Stored items:
+---+
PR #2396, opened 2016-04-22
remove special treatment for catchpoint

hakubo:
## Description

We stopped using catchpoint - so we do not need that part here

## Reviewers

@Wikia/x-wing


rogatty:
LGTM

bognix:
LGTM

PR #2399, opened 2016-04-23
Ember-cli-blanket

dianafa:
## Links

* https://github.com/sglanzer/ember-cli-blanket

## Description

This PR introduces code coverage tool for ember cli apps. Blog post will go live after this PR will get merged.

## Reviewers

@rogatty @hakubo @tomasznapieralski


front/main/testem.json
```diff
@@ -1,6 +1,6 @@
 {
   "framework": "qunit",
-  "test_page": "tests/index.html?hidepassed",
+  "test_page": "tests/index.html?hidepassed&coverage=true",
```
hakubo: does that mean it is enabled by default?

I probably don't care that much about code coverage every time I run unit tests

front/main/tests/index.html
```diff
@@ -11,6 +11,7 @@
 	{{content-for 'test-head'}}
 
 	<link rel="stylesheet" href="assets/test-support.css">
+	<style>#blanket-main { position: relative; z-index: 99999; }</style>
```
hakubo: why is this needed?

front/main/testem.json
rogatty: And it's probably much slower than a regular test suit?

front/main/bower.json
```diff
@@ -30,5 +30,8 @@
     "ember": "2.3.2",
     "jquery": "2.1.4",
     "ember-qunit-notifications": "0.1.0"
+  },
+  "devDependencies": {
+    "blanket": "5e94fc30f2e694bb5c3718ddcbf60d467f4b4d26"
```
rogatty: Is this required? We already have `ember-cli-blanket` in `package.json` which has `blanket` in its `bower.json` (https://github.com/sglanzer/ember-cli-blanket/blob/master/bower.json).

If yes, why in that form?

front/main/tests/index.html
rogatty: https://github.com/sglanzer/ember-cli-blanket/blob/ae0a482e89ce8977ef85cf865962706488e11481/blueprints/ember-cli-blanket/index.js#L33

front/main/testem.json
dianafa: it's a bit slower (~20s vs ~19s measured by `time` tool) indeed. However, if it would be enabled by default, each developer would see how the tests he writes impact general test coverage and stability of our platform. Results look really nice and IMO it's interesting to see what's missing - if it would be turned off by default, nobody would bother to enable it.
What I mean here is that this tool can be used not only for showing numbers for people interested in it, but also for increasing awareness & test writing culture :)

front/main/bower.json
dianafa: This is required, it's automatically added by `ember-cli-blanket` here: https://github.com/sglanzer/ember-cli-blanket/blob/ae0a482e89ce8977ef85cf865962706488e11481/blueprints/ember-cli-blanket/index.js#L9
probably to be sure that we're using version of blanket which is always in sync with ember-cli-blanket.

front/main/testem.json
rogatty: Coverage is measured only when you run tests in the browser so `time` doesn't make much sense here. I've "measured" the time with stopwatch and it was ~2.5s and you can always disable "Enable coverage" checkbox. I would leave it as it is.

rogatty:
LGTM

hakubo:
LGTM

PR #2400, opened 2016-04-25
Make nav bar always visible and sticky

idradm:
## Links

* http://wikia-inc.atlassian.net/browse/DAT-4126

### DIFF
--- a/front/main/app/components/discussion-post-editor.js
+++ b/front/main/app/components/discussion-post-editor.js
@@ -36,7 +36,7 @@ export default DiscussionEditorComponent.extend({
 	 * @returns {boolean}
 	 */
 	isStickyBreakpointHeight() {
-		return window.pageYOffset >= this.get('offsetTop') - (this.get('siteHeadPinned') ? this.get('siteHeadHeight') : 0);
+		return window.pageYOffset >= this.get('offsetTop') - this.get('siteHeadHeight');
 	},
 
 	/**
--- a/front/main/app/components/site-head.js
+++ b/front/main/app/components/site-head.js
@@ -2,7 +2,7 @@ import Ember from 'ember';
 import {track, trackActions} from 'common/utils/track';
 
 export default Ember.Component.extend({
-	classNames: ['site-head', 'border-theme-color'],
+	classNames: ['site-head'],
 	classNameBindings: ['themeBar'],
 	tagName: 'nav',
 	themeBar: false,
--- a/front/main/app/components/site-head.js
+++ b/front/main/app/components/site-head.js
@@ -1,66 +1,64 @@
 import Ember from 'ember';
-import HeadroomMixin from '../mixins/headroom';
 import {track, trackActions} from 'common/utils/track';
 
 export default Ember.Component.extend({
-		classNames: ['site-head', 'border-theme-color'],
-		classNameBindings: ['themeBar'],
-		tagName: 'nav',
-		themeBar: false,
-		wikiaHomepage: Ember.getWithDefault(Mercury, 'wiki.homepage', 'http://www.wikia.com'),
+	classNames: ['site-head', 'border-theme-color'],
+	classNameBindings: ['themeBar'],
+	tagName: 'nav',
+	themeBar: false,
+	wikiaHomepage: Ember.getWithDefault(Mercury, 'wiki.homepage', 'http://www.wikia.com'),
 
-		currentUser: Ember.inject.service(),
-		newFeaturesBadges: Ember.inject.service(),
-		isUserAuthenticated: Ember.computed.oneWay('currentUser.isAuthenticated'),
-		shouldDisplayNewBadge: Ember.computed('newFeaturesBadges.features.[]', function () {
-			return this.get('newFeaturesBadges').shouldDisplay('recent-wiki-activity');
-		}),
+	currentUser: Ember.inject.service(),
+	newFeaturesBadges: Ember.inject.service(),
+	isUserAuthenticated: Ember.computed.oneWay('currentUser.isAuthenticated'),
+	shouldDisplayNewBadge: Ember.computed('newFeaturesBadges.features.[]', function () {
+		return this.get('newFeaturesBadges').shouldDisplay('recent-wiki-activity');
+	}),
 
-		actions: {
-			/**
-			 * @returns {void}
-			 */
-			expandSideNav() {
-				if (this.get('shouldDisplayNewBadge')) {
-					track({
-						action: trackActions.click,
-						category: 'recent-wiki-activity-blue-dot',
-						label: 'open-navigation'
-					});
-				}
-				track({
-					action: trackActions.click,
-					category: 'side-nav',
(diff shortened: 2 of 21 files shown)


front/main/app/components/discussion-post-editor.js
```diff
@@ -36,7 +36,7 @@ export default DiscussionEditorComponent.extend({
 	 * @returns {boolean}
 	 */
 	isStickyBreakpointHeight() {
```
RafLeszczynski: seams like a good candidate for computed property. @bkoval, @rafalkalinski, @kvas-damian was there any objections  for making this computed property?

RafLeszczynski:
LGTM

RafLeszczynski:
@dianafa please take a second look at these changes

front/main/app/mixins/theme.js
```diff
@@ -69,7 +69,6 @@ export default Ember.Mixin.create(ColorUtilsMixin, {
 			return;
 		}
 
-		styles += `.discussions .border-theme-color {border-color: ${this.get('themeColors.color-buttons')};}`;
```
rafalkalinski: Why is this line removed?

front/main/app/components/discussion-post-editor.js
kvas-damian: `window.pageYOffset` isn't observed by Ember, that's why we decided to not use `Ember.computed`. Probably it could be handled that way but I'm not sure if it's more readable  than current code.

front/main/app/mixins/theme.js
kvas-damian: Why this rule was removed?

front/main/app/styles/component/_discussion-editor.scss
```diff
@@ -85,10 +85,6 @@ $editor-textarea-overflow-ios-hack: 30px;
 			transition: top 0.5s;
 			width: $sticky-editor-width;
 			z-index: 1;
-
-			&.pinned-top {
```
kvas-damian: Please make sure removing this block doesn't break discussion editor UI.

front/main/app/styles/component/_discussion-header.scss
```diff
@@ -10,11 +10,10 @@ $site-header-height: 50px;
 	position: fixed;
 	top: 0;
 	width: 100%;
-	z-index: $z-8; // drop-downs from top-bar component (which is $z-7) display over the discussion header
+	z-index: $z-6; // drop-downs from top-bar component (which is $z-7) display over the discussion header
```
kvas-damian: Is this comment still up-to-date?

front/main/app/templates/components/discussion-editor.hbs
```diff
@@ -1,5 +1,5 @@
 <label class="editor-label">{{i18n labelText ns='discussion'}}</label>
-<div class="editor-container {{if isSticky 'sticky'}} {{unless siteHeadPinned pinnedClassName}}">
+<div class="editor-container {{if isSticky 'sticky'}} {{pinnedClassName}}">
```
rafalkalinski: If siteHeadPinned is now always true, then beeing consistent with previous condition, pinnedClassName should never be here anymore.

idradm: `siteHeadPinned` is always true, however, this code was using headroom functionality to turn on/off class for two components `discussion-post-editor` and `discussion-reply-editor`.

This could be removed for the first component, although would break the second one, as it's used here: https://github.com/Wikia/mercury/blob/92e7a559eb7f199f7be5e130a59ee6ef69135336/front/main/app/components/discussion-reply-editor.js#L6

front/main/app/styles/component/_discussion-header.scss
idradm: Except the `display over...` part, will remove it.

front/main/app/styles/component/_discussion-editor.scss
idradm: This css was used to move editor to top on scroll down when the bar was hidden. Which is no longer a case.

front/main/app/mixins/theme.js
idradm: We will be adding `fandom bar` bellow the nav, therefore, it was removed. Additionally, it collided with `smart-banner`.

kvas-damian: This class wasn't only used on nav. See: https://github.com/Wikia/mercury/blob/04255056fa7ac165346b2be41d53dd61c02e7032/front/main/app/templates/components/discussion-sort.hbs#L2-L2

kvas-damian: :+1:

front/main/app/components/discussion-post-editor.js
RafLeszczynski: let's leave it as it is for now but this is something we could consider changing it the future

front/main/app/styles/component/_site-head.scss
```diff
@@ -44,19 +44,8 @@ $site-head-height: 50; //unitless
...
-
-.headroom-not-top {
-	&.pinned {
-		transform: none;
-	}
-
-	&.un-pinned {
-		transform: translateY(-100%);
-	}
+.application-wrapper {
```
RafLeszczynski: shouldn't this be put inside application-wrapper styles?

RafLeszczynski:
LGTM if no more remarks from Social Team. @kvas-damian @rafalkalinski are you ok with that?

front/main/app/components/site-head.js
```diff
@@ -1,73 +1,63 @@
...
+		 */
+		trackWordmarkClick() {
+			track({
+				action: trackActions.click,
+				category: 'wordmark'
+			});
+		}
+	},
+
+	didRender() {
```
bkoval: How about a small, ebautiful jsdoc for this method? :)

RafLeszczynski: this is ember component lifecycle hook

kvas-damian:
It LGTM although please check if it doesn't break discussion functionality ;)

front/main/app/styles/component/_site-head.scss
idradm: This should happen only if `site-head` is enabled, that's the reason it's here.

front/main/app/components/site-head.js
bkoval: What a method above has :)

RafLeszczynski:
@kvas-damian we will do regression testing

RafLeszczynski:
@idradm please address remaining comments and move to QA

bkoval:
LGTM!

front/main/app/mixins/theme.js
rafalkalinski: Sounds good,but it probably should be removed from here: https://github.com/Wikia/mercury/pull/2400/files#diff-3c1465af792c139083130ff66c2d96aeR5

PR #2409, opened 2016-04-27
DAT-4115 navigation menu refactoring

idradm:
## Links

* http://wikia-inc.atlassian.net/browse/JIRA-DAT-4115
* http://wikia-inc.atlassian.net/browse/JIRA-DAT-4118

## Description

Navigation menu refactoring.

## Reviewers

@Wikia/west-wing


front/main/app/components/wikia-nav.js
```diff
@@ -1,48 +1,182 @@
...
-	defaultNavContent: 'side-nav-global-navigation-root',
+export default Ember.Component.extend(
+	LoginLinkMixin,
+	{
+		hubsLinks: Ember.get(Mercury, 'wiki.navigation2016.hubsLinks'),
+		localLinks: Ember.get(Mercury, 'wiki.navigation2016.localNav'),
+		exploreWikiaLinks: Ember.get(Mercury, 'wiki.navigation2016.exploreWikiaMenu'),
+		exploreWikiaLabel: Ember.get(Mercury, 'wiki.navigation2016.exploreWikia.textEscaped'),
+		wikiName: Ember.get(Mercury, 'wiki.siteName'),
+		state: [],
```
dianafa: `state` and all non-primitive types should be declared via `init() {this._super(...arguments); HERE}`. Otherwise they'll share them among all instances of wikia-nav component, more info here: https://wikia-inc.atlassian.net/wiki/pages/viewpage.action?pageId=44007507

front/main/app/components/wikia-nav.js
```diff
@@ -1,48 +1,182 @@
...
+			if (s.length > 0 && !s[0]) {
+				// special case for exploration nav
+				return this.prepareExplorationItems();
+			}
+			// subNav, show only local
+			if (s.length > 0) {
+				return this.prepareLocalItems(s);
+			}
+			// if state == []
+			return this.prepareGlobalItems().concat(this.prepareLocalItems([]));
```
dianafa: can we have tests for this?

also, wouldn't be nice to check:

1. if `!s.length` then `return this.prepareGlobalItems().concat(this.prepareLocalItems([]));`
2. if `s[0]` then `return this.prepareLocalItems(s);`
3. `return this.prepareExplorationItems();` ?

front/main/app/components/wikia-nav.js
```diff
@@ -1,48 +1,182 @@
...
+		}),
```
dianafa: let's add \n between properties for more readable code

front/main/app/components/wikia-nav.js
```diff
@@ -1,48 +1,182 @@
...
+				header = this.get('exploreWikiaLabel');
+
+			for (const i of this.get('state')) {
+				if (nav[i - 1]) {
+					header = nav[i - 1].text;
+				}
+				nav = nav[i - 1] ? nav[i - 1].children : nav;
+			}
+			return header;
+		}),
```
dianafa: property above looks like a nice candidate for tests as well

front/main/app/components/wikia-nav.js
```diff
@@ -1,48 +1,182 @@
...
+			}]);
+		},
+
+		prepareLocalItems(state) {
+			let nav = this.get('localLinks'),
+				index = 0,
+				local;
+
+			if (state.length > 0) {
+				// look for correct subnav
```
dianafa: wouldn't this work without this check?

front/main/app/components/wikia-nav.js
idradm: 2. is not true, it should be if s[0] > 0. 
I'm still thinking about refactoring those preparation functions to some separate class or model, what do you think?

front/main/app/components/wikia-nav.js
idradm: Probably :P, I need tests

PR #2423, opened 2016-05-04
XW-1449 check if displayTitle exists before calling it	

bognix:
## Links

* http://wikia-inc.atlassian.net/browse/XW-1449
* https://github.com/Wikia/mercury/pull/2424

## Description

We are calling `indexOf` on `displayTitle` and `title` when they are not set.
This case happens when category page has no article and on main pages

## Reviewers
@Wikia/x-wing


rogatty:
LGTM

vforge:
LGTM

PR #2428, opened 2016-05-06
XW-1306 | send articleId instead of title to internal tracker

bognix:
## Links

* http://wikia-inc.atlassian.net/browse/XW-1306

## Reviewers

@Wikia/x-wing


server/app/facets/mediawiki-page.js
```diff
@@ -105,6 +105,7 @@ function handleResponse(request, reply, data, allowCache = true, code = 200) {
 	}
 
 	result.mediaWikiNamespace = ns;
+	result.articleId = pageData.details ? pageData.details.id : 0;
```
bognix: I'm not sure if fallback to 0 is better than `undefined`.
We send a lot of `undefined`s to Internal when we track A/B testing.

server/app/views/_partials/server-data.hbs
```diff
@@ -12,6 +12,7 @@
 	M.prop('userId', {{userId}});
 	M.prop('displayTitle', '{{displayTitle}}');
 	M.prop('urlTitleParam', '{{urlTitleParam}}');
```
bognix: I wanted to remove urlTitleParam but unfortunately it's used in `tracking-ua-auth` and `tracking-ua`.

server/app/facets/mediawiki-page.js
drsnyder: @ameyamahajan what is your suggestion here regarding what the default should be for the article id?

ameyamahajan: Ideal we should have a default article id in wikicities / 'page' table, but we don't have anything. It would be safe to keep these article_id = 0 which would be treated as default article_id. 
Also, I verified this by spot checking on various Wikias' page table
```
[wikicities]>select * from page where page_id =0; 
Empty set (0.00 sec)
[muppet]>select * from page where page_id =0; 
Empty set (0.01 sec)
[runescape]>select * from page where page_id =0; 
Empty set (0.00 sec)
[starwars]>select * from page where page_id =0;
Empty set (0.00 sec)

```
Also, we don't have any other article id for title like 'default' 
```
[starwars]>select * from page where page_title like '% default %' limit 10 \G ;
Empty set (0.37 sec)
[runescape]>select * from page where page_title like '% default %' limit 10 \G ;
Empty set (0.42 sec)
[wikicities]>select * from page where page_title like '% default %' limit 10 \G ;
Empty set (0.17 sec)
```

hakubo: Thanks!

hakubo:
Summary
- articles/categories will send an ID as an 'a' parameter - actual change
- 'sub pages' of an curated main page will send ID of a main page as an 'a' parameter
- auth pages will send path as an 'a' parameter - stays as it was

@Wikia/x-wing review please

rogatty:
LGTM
+---+
▸ Problem details:
Using the records above, count the lines containing "width". Give no words besides the number.

▸ Solution for this task:
2